I agree with Philip that most individual investors should stick with bond funds. In today's environment of very low interest rates I stick with funds that invest in short term bonds.

Another way to try to provide regular income is to invest in blue chips that pay regular dividends.

posted about 1 year ago by Paul from Maryland

I'm with Paul and Phillip. Short term bond funds with low expenses.

posted about 1 year ago by John from California

One of the best Corporate bond analysis information guide I have read in a long. Very Pleased.Thanks.

posted about 1 year ago by Saroj from Ohio

My wife and I are simple people. We file a short form which I prepare using TurboTax. We are nearing retirement (I'm either retired or unemployed at the moment - I'm not sure which). This past month we took a large portion of our cash and bought a 10 year bond ladder made up of 98% investment grade and 2% high yield (bb). We picked up 20 different issuers.

To build a simple example - let's say for each issuer we have 25 bonds and the entire ladder yields 25K per year.
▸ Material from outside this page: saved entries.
PR #921, opened 2019-04-28
Pairs thresholds

### LINKED ISSUE #163: Trading pairs thresholds
Define **optional** sanity thresholds for each trading pair:
* minPrice
* maxPrice
* minQuantity
* disable thresholds for specific hosts

The usage of these thresholds:
* Check thresholds on `PlaceOrder`. If not, throw meaningful threshold error.
* Drop peer orders which don't meet threshold.
* Exchanges have e.g. minimum quantities in place and could enforce them with these thresholds.

ImmanuelSegol:
Edit: Leaving #163 open to track future enhancements for thresholds.

@sangaman @kilrau The test are failing because of the thresholds I defined. 
Could you please give me default thresholds we should use?
Or should thresholds be disabled by default?

### DIFF
--- a/lib/Config.ts
+++ b/lib/Config.ts
@@ -8,6 +8,7 @@ import { RaidenClientConfig } from './raidenclient/types';
 import { Level } from './Logger';
 import { XuNetwork } from './constants/enums';
 import { PoolConfig } from './p2p/types';
+import { OrderBookThresholds } from './orderbook/types';
 
 class Config {
   public p2p: PoolConfig;
@@ -20,6 +21,7 @@ class Config {
   public http: { port: number };
   public lnd: { [currency: string]: LndClientConfig | undefined } = {};
   public raiden: RaidenClientConfig;
+  public orderthresholds: OrderBookThresholds;
   public webproxy: { port: number, disable: boolean };
   public instanceid = 0;
   /** Whether to intialize a new database with default values. */
@@ -93,6 +95,10 @@ class Config {
       disable: true,
       port: 8080,
     };
+    // TODO: add dynamic max/min price limits
+    this.orderthresholds = {
+      minQuantity: 0, // 0 = disabled
+    };
     this.lnd.BTC = {
       disable: false,
       certpath: path.join(lndDefaultDatadir, 'tls.cert'),
@@ -157,6 +163,12 @@ class Config {
         this.updateMacaroonPaths();
       }
 
+      if (props.thresholds) {
+        this.orderthresholds = {
+          ...this.orderthresholds,
+          ...props.thresholds,
+        };
+      }
       // merge parsed json properties from config file to the default config
       deepMerge(this, props);
     } catch (err) {}
--- a/lib/orderbook/OrderBook.ts
+++ b/lib/orderbook/OrderBook.ts
@@ -14,7 +14,7 @@ import Swaps from '../swaps/Swaps';
 import { SwapRole, SwapFailureReason, SwapPhase, SwapClientType } from '../constants/enums';
 import { CurrencyInstance, PairInstance, CurrencyFactory } from '../db/types';
 import { Pair, OrderIdentifier, OwnOrder, OrderPortion, OwnLimitOrder, PeerOrder, Order, PlaceOrderEvent,
-  PlaceOrderEventType, PlaceOrderResult, OutgoingOrder, OwnMarketOrder, isOwnOrder, IncomingOrder } from './types';
+  PlaceOrderEventType, PlaceOrderResult, OutgoingOrder, OwnMarketOrder, isOwnOrder, IncomingOrder, OrderBookThresholds } from './types';
 import { SwapRequestPacket, SwapFailedPacket } from '../p2p/packets';
 import { SwapSuccess, SwapDeal, SwapFailure } from '../swaps/types';
 // We add the Bluebird import to ts-ignore because it's actually being used.
@@ -71,6 +71,7 @@ class OrderBook extends EventEmitter {
   /** A map of supported trading pair tickers and pair database instances. */
   private pairInstances = new Map<string, PairInstance>();
   private repository: OrderBookRepository;
+  private thresholds: OrderBookThresholds;
   private logger: Logger;
   private nosanityswaps: boolean;
   private nobalancechecks: boolean;
@@ -91,10 +92,11 @@ class OrderBook extends EventEmitter {
     return this.currencyInstances.keys();
   }
 
-  constructor({ logger, models, pool, swaps, nosanityswaps, nobalancechecks, nomatching = false }:
+  constructor({ logger, models, thresholds, pool, swaps, nosanityswaps, nobalancechecks, nomatching = false }:
   {
     logger: Logger,
     models: Models,
+    thresholds: OrderBookThresholds,
     pool: Pool,
     swaps: Swaps,
     nosanityswaps: boolean,
@@ -109,6 +111,7 @@ class OrderBook extends EventEmitter {
     this.nomatching = nomatching;
     this.nosanityswaps = nosanityswaps;
     this.nobalancechecks = nobalancechecks;
+    this.thresholds = thresholds;
 
     this.repository = new OrderBookRepository(models);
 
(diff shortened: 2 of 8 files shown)


kilrau:
Agree, please check the description in #163 @ImmanuelSegol : all thresholds should be strictly optional.

> Another idea I'm just thinking of now is making the thresholds optional but dynamic, based on the current bid/ask prices. E.g, we automatically reject orders that are an order of magnitude or more removed from the current best bid and ask 

I think this makes a lot of sense for `minPrice` & `maxPrice`. Maintaining these indeed can get quite tedious. Thinking about it, it might be a bit complicated for this rule to work when starting with an empty order book, that needs to be figured out, but basically we want to drop orders which are e.g. 200% of current mid market price and e.g. 50% of current mid market price. Not fixed numbers. Ideas how to go about it when starting with an empty book? @sangaman @ImmanuelSegol 

> A peer that floods us with tons of tiny orders is potentially hurting us, but it's conceivable that they don't realize it's spam. Or maybe it's not conceivable really, and we don't advertise our thresholds but we do punish peers that routinely violate them.

Agree on that too, but would just drop orders for now to keep this issue simple.

ImmanuelSegol:
> Agree, please check the description in #163 @ImmanuelSegol : all thresholds should be strictly optional.
> 
> > Another idea I'm just thinking of now is making the thresholds optional but dynamic, based on the current bid/ask prices. E.g, we automatically reject orders that are an order of magnitude or more removed from the current best bid and ask
> 
> I think this makes a lot of sense for `minPrice` & `maxPrice`. Maintaining these indeed can get quite tedious. Thinking about it, it might be a bit complicated for this rule to work when starting with an empty order book, that needs to be figured out, but basically we want to drop orders which are e.g. 200% of current mid market price and e.g. 50% of current mid market price. Not fixed numbers. Ideas how to go about it when starting with an empty book? @sangaman @ImmanuelSegol
> 
> > A peer that floods us with tons of tiny orders is potentially hurting us, but it's conceivable that they don't realize it's spam. Or maybe it's not conceivable really, and we don't advertise our thresholds but we do punish peers that routinely violate them.
> 
> Agree on that too, but would just drop orders for now to keep this issue simple.

@sangaman @kilrau Made them optional. We should open another issue to take care of your suggestion.

kilrau:
Opened new issue for dynamic price thresholds: https://github.com/ExchangeUnion/xud/issues/945

Ready for another review I think @sangaman @erkarl

lib/Config.ts
```diff
@@ -84,6 +86,13 @@ class Config {
       disable: true,
       port: 8080,
     };
+    this.thresholds = {
+      disable: true,
+      disablefor: [],
+      maxprice: 10,
+      minprice: 0,
+      minquantity: 0.1,
```
sangaman: We're representing quantity with integer satoshis internally. `0.1` whole units seems very high for early testing phases, even for production trading it's common to see orders smaller than that, so maybe this should be like 100 or 1000 if enabled.

lib/Config.ts
```diff
@@ -19,6 +20,7 @@ class Config {
   public rpc: { disable: boolean, host: string, port: number };
   public lnd: { [currency: string]: LndClientConfig | undefined } = {};
   public raiden: RaidenClientConfig;
+  public thresholds: OrderBookThresholds;
```
sangaman: The name "thresholds" is vague, maybe "orderthresholds"?

kilrau:
>  I think it'd be wisest to go straight to dynamic thresholds

I agree. Ideas how to do that when the order book is empty or liquidity is thin? We'd have to ensure a certain order book depth and then apply the dynamic threshold on this. Other ideas? @ImmanuelSegol @sangaman

sangaman:
> I agree. Ideas how to do that when the order book is empty or liquidity is thin? We'd have to ensure a certain order book depth and then apply the dynamic threshold on this. Other ideas? @ImmanuelSegol @sangaman

I think we can ignore the threshold when a side of an order book is empty or under X orders (maybe a configurable number?). If we have enough, we throw away orders that are more than a ratio of Y away from the best bid/ask (also configurable, probably). If Y is 10, for instance, and the best bid is 0.1 and the best ask is 0.2, we'd require buy orders to be at least 0.01 and sell orders to be no more than 2.

kilrau:
Since this is moving a bit slow, let's take price out altogether. `minquantity` only, [dynamic prices will be handled after launch](https://github.com/ExchangeUnion/xud/issues/945). Please remove `minprice` and `maxprice` and then let's get this merged @sangaman

kilrau:
Please remind @sangaman to review once it's ready from your side, it's hard to watch a PR just by new commits and assuming it needs to be reviewed @ImmanuelSegol

kilrau:
tests failing, this needs to be fixed @ImmanuelSegol

lib/orderbook/errors.ts
```diff
@@ -13,7 +13,9 @@ const errorCodes = {
   LOCAL_ID_DOES_NOT_EXIST: codesPrefix.concat('.9'),
   QUANTITY_DOES_NOT_MATCH: codesPrefix.concat('.10'),
   CURRENCY_MISSING_ETHEREUM_CONTRACT_ADDRESS: codesPrefix.concat('.11'),
-  INSUFFICIENT_OUTBOUND_BALANCE: codesPrefix.concat('.12'),
+  SWAP_CLIENT_NOT_FOUND: codesPrefix.concat('.12'),
```
sangaman: I believe the tests are failing here because it's changing the error code for an existing error, `INSUFFICIENT_OUTBOUND_BALANCE` which impacts the tests. This should just create two new errors and assign them the 13 and 14 error codes without modifying existing errors.

rsercano:
Tests are passing, changed configuration parameter to lowercase, tested manually working as expected. Are there any changes which you require on this ?

lib/orderbook/OrderBook.ts
```diff
@@ -555,6 +571,15 @@ class OrderBook extends EventEmitter {
    * @returns `false` if it's a duplicated order or with an invalid pair id, otherwise true
    */
   private addPeerOrder = (order: IncomingOrder): boolean => {
+    if (!this.thresholds.disable) {
+      const shouldApplyThreshold = this.thresholds.disableFor.includes(order.peerPubKey);
```
sangaman: The `disableFor` functionality seems unnecessary. It seems very clunky to have to put pub keys of peers in the config file. I would drop this logic altogether.

lib/orderbook/types.ts
```diff
@@ -1,6 +1,12 @@
 import { SwapClientType } from '../constants/enums';
 import { SwapSuccess, SwapFailure } from '../swaps/types';
 
+export type OrderBookThresholds = {
+  disable: boolean;
```
sangaman: Rather than a separate `disable` property, how about we just treat a `minQuantity` of 0 as the threshold being disabled?

test/jest/Orderbook.spec.ts
```diff
@@ -77,6 +77,13 @@ jest.mock('../../lib/Logger');
 jest.mock('../../lib/nodekey/NodeKey');
 const mockedNodeKey = <jest.Mock<NodeKey>><any>NodeKey;
 
+// TODO: Decide default quantity value
+const thresholds: OrderBookThresholds = {
```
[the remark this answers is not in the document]
rsercano: Somehow jest doesn't initialize config constructor, do you know the reason ?

lib/orderbook/OrderBook.ts
```diff
@@ -555,6 +569,14 @@ class OrderBook extends EventEmitter {
    * @returns `false` if it's a duplicated order or with an invalid pair id, otherwise true
    */
   private addPeerOrder = (order: IncomingOrder): boolean => {
+    if (this.thresholds.minQuantity > 0) {
+      if (!this.checkThresholdCompliance(order)) {
+        this.removePeerOrder(order.id, order.pairId, order.peerPubKey, order.quantity);
+        this.logger.debug(`incoming peer order does not compile to thresholds: ${order.id}`);
```
sangaman: "incoming peer order does not comply with configured thresholds"

lib/orderbook/errors.ts
```diff
@@ -14,6 +14,7 @@ const errorCodes = {
   QUANTITY_DOES_NOT_MATCH: codesPrefix.concat('.10'),
   CURRENCY_MISSING_ETHEREUM_CONTRACT_ADDRESS: codesPrefix.concat('.11'),
   INSUFFICIENT_OUTBOUND_BALANCE: codesPrefix.concat('.12'),
+  MIN_QUANTITY_VIOLATED: codesPrefix.concat('.13'),
```
sangaman: We should add this error to the list of errors that result in a `INVALID_ARGUMENT` grpc error in GrpcService.ts.

rsercano:
I'll hopefully today check the points @sangaman mentioned

rsercano:
Added two new test cases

Let's make the year 2013 and a bond with a maturity date of 2016 defaults. Assume the bond was picked up at a premium - $110.

If we get nothing back after the default - what could we recoup on our 2013 tax return ? Nothing ? The principal at par ? The principal at premium ? How about lost interest payments ?
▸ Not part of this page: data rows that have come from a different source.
PR #923, opened 2019-04-29
feat(lnd): use lnd 0.6.1 w/ hold invoices

### LINKED ISSUE #798: Switch to "hodl invoice"
https://github.com/lightningnetwork/lnd/pull/2022/ will be the new standard and our https://github.com/lightningnetwork/lnd/pull/1820 won't get merged. Hence we should switch at some point. We'll definitely wait for 2022 to be in master tho.

sangaman:
This is a major PR that changes the way hashes are resolved and swaps are performed with lnd. Here we switch from using a fork of lnd to the main lnd repository.

Previously, we used the hash resolver service which made a resolve gRPC call from lnd to xud when lnd accepted an htlc with a payment hash it did not recognize. Now, when we prepare for a swap xud will tell lnd about the hash via `AddHoldInvoice` and subscribe to updates to that invoice via `SubscribeSingleInvoice`. The subscription will alert xud when lnd accepts an htlc for that invoice, at which point xud will attempt to resolve the hash by completing the swap and provide the preimage to lnd via `SettleInvoice`. If a swap fails, the invoice in lnd is canceled via `CancelInvoice`.

A new SanitySwapAck packet is necessary for this new approach. Previously, the sanity swap payment and the SanitySwap packet (which informs the peer of the hash for the swap would) be sent at the same time. A node that received a resolve request for an amount of 1 satoshi and a hash it did not recognize would wait a short while to see if it received a SanitySwap packet for that hash. With hold invoices, lnd must be informed of the payment hash via `AddInvoice` before it receives the htlc, otherwise it will fail the htlc immediately. Thus, the SanitySwapAck packet is used to inform the peer that it is ready to accept the sanity swap payment.

Closes #798.


kilrau:
牛逼！

kilrau:
As discussed on the call, simnet should be a great to test this

sangaman:
I rebased the PR onto the new tests. Interestingly, I was hitting a strange error where the BTC lnd node would report that it was out of sync on start up during the simulation tests. I figured out two solutions, either adding `WaitForBlockchainSync` calls after we open channels and generate blocks, or change the number of generated blocks from 100 and 10 to 6 (which is enough for a channel to open). I went with the latter since it was less code.

sangaman:
Tests failing on travis now with something I'm not getting locally and it's too late for me to really dig into this now:

```
    xud_test.go:161: lnd-ltc: finished with error (stderr):
        exit status 1
        loadConfig: The mainnet, testnet, and simnet params can't be used together -- choose one of the three
        
    xud_test.go:161: lnd-ltc: finished with error (stderr):
        exit status 1
        loadConfig: The mainnet, testnet, and simnet params can't be used together -- choose one of the three
        
    xud_test.go:161: lnd-ltc: finished with error (stderr):
        exit status 1
        loadConfig: The mainnet, testnet, and simnet params can't be used together -- choose one of the three
        
    xud_test.go:161: lnd-ltc: finished with error (stderr):
        exit status 1
        loadConfig: The mainnet, testnet, and simnet params can't be used together -- choose one of the three
```

If you have any ideas @moshababo let me know, otherwise I'll try figuring it out another time. Either way this is ready to review.

sangaman:
This can be tested with xud-simnet using this branch which has updated install instructions: https://github.com/sangaman/xud-simnet/tree/lnd-0.6.0

lib/swaps/Swaps.ts
```diff
@@ -669,16 +675,39 @@ class Swaps extends EventEmitter {
...
 
       this.setDealPhase(deal, SwapPhase.AmountReceived);
-      return deal.rPreimage;
+      return deal.rPreimage!;
+    }
+  }
+
+  public handleResolveRequest = async (resolveRequest: ResolveRequest): Promise<string> => {
+    const rHash = resolveRequest.getHash();
+    const amount = resolveRequest.getAmount() / 1000;
```
erkarl: We're dividing by 1000 here because of millisatoshis, right?

sangaman: Yup, although this code is probably outdated now and we should confirm the units that we're getting from raiden. But previously yes the resolve request was in millisatoshis.

erkarl:
In hindsight we should also include a check for test lnd/btcd/ltcd commit hashes in order to prevent weird debugging situations. Doesn't have to be in this PR, but we could at least create an issue for it.

erkarl:
@sangaman I temporarily changed the install script to use a forked version of lnd until https://github.com/lightningnetwork/lnd/pull/3045 gets merged.

kilrau:
> In hindsight we should also include a check for test lnd/btcd/ltcd commit hashes in order to prevent weird debugging situations

For SimNet: The install scripts can take care of that in case of a known bug in current master, just like you did with https://github.com/ExchangeUnion/xud/pull/923/commits/b86c3606555997ac9c40428dc4ed60a8071d0de3 . Don't see a difference a test would make!?

For TestNet/Mainnet: We can control it the same way with docker setup scripts. For existing lnd/full nodes we can check the version via `getInfo` calls. Better ideas?

erkarl:
@kilrau what I meant was to lock down the simulation tests' lnd version so that when we change branches locally it forces a rebuild in case the commit hashes don't match.

I've switched lnd back to master since the PR got merged and added code to lock it down to specific commit.

kilrau:
Got it - makes sense. That merge was lightning-fast, good stuff!

lib/swaps/Swaps.ts
```diff
@@ -274,17 +287,30 @@ class Swaps extends EventEmitter {
...
+    const sanitySwapPacket = new packets.SanitySwapPacket({
       currency,
       rHash,
-    }));
+    });
+
+    try {
+      await Promise.all([
+        swapClient.addInvoice(rHash, 1),
+        peer.sendPacket(sanitySwapPacket),
```
moshababo: `AddInvoice` and `SendPacket` should happen in 2 separated steps, to avoid race, no?

test/simulation/install.sh
```diff
@@ -8,28 +8,38 @@ delete_dir() {
...
+$(echo $LND_VERSION | grep -q "$LND_COMMIT_HASH")
+if [ $? == 0 ]
 then
     echo "lnd already installed"
 else
+    echo "deleting temporary gopath directory"
     delete_dir ${temp_gopath}
 
+    echo "getting dep..."
     GO111MODULE=off GOPATH=${temp_gopath} go get -u github.com/golang/dep/cmd/dep
```
moshababo: Do we need `dep` with the new lnd version?

test/simulation/xudtest/node.go
```diff
@@ -54,6 +55,8 @@ func (cfg nodeConfig) genArgs() []string {
 	args = append(args, "--loglevel=debug")
 
 	args = append(args, fmt.Sprintf("--xudir=%v", cfg.DataDir))
+	args = append(args, fmt.Sprintf("--dbpath=%v", cfg.DBPath))
```
moshababo: `cfg.DBPath` isn't initialized with a value. Do we need it?

lib/lndclient/LndClient.ts
```diff
@@ -383,17 +387,80 @@ class LndClient extends BaseClient {
     return this.unaryCall<lndrpc.SendToRouteRequest, lndrpc.SendResponse>('sendToRouteSync', request);
   }
 
+  public addInvoice = async (rHash: string, amount: number) => {
+    const addHoldInvoiceRequest = new lndinvoices.AddHoldInvoiceRequest();
+    addHoldInvoiceRequest.setHash(hexToUint8Array(rHash));
+    addHoldInvoiceRequest.setValue(amount);
+    addHoldInvoiceRequest.setCltvExpiry(this.cltvDelta); // TODO: use peer's cltv delta
```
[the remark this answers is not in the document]
sangaman: Done in #953.

lib/lndclient/LndClient.ts
```diff
@@ -202,18 +212,12 @@ class LndClient extends BaseClient {
...
-  private getPreimageFromSendResponse = (response: lndrpc.SendResponse) => {
-    return Buffer.from(response.getPaymentPreimage_asB64(), 'base64').toString('hex');
-  }
-
   public sendSmallestAmount = async (rHash: string, destination: string) => {
     const sendRequest = new lndrpc.SendRequest();
     sendRequest.setAmt(1);
     sendRequest.setDestString(destination);
     sendRequest.setPaymentHashString(rHash);
+    sendRequest.setFinalCltvDelta(this.cltvDelta);
```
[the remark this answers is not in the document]
sangaman: I believe we want to match the value that the peer used when creating the invoice, which I believe is determined by the peer. I am not 100% sure so maybe let's go over this, but it's probably more of a question for #953 than this PR.

lib/service/Service.ts
```diff
@@ -425,8 +425,8 @@ class Service extends EventEmitter {
   /**
    * resolveHash resolve hash to preimage.
    */
-  public resolveHash = async (request: lndrpc.ResolveRequest) => {
-    return this.swaps.resolveHash(request);
+  public resolveHash = async (request: ResolveRequest) => {
```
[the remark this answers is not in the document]
sangaman: At the time of working on this PR, I thought we might still be using this for Raiden. Since then it seems that we won't, and I'm removing obsolete code/references like this in #940.

lib/swaps/Swaps.ts
sangaman: I didn't think so, since the sanity swap won't actually begin until we receive the sanity swap ack packet. But thinking about it some more, it's indeed a race that could go wrong if the peer adds its invoice and respond to us faster than our add invoice call. So I'll put in some logic to ensure we don't begin the sanity swap until our invoice has been added, but I think we can still start both these calls in parallel (or if that's too complicated, just await these here separately).

test/simulation/xudtest/node.go
sangaman: Not any longer actually, it's a leftover from using `:memory:`. So I'll just remove this.

test/simulation/install.sh
sangaman: I confirmed that we do not, I'll remove. Thanks.

sangaman:
@erkarl's lnd ltc simnet fix is included in the latest 0.6.1 lnd RC tag, so I'll update the install script to use that tag.

lib/swaps/Swaps.ts
sangaman: Actually looking at the code again, I think this is fine. We are awaiting the `addInvoice` call before we begin the swap with `sendSmallestAmount` a few lines down, so there's no risk that we begin the swap before lnd knows about our invoice.

lib/swaps/Swaps.ts
```diff
@@ -503,17 +542,18 @@ class Swaps extends EventEmitter {
...
-      // We checked that we had a swap client for both currencies involved when the swap was initiated. Still...
+    const makerSwapClient = this.swapClients.get(deal.makerCurrency);
+    const takerSwapClient = this.swapClients.get(deal.takerCurrency);
+    if (!makerSwapClient || !takerSwapClient) {
+      // We checked that we had a swap client for both currencies involved during the peer handshake. Still...
       return;
     }
 
-    // TODO: use timeout on call
+    await takerSwapClient.addInvoice(deal.rHash, deal.takerAmount);
```
erkarl: Think you forgot to wrap this with try/catch.

test/simulation/install.sh
```diff
@@ -8,28 +8,34 @@ delete_dir() {
...
+    echo "deleting temporary gopath directory"
     delete_dir ${temp_gopath}
 
-    GO111MODULE=off GOPATH=${temp_gopath} go get -u github.com/golang/dep/cmd/dep
+    echo "getting btcd..."
     GO111MODULE=off go get -u github.com/btcsuite/btcd
 
     echo "starting lnd clone..."
-    if ! git clone -b resolver-cmd+simnet-ltcd https://github.com/ExchangeUnion/lnd.git ${temp_gopath}/src/github.com/lightningnetwork/lnd > /dev/null 2>&1; then
+    if ! git clone -b v0.6.1-beta-rc2 --depth 1 https://github.com/lightningnetwork/lnd ${temp_lndpath} > /dev/null 2>&1; then
```
erkarl: should be able to use `$LND_COMMIT` here

sangaman: Yeah that makes sense. It won't work if we have to go back to using a commit hash instead of a tag, but in that case this line needs to change anyway. I'll go ahead and make this change and rename the variable to `$LND_TAG`.

sangaman:
@erkarl I handled your feedback, and also updated to use the recently tagged `v0.6.1-beta` of lnd rather than the release candidate.

kilrau:
> use the recently tagged `v0.6.1-beta` of lnd rather than the release candidate

dope that this is released already

kilrau:
As discussed, go ahead and merge this. We need this urgently.
* merge `this`
* deploy on seednodes, check that btc sanity swap is working (apart from LTC) on simnet
* review: https://github.com/ExchangeUnion/xud/pull/940 @erkarl

erkarl:
@sangaman needs a rebase -> merge.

While I've got your attention - what happens in the case where a bond is called away at par ? Is there any way to recoup the premium cost on a tax return ?

Thanks

posted about 1 year ago by Charlie from Florida

Good article!

posted about 1 year ago by Jerry from Arizona

Very inciteful article.It makes the case for buying high quality individual bonds, not for buying bond funds. It is not better if the contents of the box are wrapped so you cannot know what is inside.

posted about 1 year ago by Hildy from Pennsylvania

We are now at record low interest rates. Under these conditions, if one purchases shares of anything but the shortest term mutual bond funds, and interest rates return to more "normal" levels, aren't the odds of recouping one's initial investment significantly reduced?